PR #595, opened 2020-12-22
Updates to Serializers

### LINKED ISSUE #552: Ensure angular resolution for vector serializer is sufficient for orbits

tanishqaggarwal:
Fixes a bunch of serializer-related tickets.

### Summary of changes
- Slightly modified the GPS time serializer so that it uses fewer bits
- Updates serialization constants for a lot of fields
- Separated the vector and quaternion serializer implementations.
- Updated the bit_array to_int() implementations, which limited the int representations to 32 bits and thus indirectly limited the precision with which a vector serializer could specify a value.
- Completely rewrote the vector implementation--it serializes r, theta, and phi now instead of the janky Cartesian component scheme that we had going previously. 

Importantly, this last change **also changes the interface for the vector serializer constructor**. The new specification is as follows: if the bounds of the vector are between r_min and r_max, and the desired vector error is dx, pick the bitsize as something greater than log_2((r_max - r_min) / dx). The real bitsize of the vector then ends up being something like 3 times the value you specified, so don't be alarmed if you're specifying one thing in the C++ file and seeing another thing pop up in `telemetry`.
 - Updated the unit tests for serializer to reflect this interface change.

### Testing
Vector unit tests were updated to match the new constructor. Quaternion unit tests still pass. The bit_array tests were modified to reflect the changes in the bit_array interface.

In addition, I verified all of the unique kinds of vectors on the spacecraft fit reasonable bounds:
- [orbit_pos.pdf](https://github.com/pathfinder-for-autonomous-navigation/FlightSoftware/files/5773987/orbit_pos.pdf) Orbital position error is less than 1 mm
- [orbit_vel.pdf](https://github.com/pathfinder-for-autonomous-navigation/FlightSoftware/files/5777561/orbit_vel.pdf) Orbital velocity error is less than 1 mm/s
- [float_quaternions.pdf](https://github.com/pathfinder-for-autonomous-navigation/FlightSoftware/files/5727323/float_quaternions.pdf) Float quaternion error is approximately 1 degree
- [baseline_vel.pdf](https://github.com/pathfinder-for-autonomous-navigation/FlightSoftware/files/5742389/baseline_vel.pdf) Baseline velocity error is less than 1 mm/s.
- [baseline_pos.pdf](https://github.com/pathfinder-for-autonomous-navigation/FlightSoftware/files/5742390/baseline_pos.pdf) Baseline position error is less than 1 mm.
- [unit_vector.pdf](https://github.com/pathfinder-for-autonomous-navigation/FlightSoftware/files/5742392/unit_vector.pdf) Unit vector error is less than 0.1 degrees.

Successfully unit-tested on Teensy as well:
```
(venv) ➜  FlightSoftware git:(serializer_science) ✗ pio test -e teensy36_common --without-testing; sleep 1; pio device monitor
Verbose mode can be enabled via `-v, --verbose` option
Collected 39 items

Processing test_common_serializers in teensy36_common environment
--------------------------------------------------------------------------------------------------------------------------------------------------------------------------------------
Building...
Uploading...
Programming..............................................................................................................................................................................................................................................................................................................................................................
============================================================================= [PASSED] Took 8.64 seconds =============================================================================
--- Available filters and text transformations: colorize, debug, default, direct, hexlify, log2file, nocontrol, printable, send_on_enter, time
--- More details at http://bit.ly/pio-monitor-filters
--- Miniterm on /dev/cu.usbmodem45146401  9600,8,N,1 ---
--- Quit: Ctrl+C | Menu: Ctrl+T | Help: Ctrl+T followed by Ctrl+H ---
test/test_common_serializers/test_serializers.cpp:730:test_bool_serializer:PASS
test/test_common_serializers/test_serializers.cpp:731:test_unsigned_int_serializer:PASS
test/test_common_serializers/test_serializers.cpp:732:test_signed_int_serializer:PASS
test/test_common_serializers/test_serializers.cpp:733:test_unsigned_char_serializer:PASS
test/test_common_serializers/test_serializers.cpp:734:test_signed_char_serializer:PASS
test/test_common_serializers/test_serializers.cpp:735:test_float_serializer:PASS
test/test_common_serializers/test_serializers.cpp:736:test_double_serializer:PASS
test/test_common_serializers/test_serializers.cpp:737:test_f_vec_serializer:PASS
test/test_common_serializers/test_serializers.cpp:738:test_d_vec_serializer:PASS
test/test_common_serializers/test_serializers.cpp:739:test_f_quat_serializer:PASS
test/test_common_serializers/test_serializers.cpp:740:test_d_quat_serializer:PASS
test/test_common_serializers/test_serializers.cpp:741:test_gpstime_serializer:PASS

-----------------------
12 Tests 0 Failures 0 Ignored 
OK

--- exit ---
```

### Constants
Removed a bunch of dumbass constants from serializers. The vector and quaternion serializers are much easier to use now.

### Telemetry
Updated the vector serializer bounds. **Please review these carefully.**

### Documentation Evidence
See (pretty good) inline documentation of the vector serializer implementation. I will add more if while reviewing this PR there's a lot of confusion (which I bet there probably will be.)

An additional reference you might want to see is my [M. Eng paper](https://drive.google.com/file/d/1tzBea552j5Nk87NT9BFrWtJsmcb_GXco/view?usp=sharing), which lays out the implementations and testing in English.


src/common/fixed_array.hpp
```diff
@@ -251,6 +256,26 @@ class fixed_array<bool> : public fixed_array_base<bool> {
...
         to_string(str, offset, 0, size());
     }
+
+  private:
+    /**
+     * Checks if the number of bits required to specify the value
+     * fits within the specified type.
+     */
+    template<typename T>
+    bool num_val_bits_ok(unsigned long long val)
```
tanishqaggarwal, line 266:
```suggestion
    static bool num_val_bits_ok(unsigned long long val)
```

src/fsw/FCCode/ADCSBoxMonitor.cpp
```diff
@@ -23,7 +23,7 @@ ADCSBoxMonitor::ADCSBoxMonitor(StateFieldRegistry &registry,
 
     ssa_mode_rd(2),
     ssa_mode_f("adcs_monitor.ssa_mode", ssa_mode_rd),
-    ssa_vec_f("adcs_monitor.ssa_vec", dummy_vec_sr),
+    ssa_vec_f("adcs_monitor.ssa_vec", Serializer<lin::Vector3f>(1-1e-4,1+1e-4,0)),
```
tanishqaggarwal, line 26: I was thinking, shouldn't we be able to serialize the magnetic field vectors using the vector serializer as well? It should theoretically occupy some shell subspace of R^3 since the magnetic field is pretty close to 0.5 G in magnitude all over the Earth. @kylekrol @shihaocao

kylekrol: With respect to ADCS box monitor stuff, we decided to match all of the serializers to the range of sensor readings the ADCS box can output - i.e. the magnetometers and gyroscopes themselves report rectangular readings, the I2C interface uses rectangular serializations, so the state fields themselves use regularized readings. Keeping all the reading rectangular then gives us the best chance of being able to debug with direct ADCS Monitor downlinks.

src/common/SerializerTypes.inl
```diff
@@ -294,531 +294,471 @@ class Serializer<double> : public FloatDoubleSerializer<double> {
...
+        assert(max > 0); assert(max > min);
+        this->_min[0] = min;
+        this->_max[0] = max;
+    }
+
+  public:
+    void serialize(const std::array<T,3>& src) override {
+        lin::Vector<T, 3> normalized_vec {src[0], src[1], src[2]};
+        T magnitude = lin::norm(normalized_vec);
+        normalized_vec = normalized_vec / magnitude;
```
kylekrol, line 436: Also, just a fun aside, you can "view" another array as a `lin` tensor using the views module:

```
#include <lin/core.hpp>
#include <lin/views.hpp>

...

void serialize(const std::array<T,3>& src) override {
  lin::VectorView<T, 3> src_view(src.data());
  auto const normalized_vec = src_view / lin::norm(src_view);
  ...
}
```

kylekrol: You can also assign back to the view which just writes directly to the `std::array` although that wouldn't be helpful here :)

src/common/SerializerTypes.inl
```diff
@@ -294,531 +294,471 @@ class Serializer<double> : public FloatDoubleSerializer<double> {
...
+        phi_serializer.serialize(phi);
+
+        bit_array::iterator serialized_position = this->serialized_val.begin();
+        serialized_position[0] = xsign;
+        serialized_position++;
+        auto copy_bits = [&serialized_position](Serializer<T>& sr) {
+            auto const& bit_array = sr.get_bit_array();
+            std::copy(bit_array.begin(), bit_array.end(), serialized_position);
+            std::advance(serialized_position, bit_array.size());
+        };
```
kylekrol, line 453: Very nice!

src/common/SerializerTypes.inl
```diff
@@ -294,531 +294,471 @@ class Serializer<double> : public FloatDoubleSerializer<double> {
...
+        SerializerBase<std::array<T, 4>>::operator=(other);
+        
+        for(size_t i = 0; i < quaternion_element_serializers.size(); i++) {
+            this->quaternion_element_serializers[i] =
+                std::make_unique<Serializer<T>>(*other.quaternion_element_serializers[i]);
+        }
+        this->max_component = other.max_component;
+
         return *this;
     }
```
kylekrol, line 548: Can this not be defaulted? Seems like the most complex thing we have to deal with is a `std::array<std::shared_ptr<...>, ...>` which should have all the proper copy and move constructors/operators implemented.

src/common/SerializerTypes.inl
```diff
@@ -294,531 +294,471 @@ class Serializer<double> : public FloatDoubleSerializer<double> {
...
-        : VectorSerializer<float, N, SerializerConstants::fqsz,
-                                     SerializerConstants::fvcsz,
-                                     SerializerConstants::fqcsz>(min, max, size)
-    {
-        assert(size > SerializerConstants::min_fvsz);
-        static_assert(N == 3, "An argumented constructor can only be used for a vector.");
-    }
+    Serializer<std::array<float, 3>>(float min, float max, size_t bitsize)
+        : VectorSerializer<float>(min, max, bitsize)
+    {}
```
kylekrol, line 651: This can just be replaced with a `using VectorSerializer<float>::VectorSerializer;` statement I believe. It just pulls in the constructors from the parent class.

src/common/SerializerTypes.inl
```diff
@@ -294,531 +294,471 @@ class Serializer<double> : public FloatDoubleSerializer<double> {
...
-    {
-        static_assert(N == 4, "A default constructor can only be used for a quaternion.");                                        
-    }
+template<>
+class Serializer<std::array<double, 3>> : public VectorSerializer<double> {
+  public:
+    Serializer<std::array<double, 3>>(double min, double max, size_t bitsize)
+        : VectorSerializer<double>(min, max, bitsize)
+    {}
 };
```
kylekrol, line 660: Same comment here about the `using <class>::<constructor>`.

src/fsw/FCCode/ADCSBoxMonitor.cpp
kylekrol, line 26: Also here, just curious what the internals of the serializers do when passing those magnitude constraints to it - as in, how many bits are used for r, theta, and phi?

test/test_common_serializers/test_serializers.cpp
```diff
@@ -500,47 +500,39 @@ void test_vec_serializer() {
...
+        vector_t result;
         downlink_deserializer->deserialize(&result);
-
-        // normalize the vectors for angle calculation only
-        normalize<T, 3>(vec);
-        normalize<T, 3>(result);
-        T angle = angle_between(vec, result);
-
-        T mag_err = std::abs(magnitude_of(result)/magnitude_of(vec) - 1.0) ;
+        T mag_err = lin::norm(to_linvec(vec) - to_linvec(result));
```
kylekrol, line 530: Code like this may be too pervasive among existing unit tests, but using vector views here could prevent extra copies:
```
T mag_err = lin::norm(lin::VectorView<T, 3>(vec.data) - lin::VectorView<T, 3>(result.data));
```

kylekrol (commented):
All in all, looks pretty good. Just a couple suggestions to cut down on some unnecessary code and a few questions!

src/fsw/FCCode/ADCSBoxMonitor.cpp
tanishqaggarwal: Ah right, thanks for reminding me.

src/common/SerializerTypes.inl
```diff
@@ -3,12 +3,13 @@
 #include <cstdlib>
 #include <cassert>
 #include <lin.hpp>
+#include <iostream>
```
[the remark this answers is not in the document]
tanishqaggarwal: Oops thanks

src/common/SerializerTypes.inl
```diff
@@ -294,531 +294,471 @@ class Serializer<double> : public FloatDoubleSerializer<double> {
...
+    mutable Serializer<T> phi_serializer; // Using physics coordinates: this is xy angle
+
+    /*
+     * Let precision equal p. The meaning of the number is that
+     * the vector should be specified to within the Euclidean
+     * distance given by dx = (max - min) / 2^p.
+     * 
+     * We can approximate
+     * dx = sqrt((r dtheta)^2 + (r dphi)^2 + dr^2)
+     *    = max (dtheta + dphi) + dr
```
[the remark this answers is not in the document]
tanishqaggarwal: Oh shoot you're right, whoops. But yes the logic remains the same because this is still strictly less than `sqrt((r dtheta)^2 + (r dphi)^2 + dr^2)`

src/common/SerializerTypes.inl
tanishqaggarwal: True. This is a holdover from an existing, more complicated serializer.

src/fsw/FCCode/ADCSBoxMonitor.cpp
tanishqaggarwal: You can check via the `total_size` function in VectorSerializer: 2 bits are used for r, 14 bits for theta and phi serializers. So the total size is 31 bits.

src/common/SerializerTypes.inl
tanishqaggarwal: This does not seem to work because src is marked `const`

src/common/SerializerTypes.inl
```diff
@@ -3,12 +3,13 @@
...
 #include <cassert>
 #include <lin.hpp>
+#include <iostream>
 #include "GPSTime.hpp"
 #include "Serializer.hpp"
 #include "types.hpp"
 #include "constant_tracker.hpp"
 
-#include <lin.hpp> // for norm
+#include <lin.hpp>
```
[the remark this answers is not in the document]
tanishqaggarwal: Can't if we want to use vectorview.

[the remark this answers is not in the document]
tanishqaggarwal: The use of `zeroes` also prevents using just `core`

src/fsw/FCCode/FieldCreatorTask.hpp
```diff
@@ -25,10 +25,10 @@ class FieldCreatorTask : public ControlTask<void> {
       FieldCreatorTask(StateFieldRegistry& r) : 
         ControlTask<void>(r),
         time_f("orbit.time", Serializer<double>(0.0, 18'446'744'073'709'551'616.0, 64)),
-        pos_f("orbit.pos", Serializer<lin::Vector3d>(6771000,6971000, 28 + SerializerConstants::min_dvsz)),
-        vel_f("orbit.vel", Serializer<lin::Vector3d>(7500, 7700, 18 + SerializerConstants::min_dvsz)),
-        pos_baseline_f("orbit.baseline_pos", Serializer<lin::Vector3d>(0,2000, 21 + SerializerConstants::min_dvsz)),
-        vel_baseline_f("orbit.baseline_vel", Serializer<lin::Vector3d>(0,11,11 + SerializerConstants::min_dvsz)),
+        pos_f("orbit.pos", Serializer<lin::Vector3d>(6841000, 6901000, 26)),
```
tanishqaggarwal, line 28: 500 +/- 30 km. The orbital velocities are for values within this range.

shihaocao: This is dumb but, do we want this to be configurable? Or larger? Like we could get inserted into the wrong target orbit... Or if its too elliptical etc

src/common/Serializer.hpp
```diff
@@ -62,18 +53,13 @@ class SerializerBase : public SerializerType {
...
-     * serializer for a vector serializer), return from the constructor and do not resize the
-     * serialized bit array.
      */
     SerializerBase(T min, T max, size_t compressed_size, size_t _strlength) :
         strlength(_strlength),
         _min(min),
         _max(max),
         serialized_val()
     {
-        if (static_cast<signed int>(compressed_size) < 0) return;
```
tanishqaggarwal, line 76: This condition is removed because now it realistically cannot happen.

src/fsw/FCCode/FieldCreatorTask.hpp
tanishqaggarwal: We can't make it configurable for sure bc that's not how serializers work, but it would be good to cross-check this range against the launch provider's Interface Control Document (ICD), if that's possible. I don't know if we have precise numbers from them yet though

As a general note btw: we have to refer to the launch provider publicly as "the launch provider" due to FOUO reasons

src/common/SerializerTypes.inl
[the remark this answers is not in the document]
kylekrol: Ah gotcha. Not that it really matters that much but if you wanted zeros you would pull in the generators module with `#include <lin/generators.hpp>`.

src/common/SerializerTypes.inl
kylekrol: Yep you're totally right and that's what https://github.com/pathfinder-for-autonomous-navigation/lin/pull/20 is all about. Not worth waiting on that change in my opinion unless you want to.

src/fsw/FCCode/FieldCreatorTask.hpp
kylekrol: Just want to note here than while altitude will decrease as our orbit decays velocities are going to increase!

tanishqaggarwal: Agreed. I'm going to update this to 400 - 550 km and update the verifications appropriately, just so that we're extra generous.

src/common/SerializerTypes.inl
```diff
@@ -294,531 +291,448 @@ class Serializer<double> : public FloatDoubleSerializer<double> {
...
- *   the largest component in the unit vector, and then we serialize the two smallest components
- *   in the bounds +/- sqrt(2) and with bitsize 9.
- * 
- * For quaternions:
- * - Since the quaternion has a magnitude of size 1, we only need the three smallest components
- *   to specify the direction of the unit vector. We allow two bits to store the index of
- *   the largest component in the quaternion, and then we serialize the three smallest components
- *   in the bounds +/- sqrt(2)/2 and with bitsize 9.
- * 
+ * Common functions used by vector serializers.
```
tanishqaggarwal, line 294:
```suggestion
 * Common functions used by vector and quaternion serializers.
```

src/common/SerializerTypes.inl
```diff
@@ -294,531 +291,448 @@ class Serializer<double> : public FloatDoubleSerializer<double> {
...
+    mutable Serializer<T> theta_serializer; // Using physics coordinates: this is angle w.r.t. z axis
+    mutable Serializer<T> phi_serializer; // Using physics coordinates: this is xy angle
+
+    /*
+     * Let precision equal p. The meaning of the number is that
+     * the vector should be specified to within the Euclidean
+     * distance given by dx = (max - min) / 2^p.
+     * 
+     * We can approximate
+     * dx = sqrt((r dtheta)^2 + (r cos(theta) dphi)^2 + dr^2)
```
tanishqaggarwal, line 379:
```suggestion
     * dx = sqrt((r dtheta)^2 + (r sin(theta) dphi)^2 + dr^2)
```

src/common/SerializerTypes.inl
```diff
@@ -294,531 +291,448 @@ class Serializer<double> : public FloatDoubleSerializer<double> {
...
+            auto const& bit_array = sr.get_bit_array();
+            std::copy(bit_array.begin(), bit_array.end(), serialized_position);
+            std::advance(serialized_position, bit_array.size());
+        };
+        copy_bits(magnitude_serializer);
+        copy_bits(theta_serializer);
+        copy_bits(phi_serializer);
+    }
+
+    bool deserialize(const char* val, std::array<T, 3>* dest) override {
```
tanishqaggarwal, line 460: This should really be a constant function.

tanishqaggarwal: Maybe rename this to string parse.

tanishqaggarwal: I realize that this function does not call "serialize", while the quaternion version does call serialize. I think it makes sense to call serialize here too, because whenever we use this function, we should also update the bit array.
--
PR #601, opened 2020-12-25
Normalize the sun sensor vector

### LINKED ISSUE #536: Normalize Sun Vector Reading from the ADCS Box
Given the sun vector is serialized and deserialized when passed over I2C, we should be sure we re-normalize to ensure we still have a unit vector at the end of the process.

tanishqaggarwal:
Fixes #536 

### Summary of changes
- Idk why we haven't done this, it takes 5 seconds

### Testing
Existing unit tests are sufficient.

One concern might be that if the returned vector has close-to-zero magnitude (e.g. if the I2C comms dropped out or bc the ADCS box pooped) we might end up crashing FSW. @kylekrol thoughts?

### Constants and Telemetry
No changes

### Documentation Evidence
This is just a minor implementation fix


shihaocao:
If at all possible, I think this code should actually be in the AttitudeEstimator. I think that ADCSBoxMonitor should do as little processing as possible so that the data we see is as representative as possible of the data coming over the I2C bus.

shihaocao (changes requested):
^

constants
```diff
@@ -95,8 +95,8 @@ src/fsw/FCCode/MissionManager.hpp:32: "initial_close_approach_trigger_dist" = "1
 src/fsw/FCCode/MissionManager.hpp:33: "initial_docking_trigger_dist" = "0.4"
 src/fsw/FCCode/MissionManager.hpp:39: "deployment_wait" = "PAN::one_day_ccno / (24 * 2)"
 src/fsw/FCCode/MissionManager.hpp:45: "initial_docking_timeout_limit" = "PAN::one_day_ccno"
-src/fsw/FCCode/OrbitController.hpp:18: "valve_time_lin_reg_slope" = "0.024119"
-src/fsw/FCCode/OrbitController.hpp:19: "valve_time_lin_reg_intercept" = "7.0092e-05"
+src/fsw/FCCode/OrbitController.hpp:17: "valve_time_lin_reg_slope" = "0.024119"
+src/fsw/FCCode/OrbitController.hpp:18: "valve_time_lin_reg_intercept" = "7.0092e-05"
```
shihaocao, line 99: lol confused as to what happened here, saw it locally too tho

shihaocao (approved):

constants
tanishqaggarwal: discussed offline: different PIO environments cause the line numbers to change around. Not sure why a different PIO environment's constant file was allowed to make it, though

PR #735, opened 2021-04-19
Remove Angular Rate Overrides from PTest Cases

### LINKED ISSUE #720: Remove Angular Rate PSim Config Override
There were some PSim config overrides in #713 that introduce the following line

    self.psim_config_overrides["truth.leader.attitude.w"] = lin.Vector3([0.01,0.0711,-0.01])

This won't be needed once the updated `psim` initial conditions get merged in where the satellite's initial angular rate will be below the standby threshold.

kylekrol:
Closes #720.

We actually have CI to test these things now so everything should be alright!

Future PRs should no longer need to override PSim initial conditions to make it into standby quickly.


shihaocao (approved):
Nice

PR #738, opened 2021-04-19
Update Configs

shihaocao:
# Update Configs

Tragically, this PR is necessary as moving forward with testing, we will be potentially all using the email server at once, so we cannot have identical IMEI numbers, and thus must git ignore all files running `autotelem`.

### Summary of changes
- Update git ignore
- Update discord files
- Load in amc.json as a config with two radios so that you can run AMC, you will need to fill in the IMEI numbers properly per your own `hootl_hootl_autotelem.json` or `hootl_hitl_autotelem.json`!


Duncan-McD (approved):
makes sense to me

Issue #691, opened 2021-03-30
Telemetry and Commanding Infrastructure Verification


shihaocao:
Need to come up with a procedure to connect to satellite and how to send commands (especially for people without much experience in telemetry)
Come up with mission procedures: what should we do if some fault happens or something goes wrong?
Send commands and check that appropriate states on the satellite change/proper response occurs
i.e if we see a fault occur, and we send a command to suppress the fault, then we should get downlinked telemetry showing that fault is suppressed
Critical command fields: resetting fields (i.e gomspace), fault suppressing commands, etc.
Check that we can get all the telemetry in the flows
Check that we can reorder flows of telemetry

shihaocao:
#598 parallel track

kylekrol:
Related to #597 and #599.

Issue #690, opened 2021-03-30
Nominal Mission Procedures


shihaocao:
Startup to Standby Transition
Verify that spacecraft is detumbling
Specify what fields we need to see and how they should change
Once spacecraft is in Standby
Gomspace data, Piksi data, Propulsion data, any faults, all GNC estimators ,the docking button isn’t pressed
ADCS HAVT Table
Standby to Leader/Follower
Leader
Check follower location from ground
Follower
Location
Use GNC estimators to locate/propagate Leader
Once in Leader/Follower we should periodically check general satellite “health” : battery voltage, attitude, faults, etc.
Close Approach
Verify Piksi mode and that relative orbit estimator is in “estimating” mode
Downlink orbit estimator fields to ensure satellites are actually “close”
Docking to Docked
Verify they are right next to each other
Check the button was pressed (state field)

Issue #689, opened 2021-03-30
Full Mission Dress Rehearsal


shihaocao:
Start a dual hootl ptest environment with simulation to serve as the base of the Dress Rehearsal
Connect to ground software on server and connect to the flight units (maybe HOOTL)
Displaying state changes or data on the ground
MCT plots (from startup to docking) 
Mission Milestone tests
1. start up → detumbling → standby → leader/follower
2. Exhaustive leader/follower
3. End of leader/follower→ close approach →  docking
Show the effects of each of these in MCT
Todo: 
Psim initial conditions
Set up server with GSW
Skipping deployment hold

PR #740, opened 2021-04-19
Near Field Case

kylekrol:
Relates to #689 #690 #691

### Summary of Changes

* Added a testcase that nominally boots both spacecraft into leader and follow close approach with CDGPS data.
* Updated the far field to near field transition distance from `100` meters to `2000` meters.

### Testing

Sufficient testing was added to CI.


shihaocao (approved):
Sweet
...
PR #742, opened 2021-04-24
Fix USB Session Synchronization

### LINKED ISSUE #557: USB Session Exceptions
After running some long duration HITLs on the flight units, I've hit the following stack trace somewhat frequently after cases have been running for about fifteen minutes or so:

# TASK ITEM
Print exactly the lines above from the one with "PR #595, opened 2020-12-22" to the one with "- Separated the", including both.

# ANSWER FOR THE TASK
PR #595, opened 2020-12-22
Updates to Serializers

### LINKED ISSUE #552: Ensure angular resolution for vector serializer is sufficient for orbits

tanishqaggarwal:
Fixes a bunch of serializer-related tickets.

### Summary of changes
- Slightly modified the GPS time serializer so that it uses fewer bits
- Updates serialization constants for a lot of fields
- Separated the vector and quaternion serializer implementations.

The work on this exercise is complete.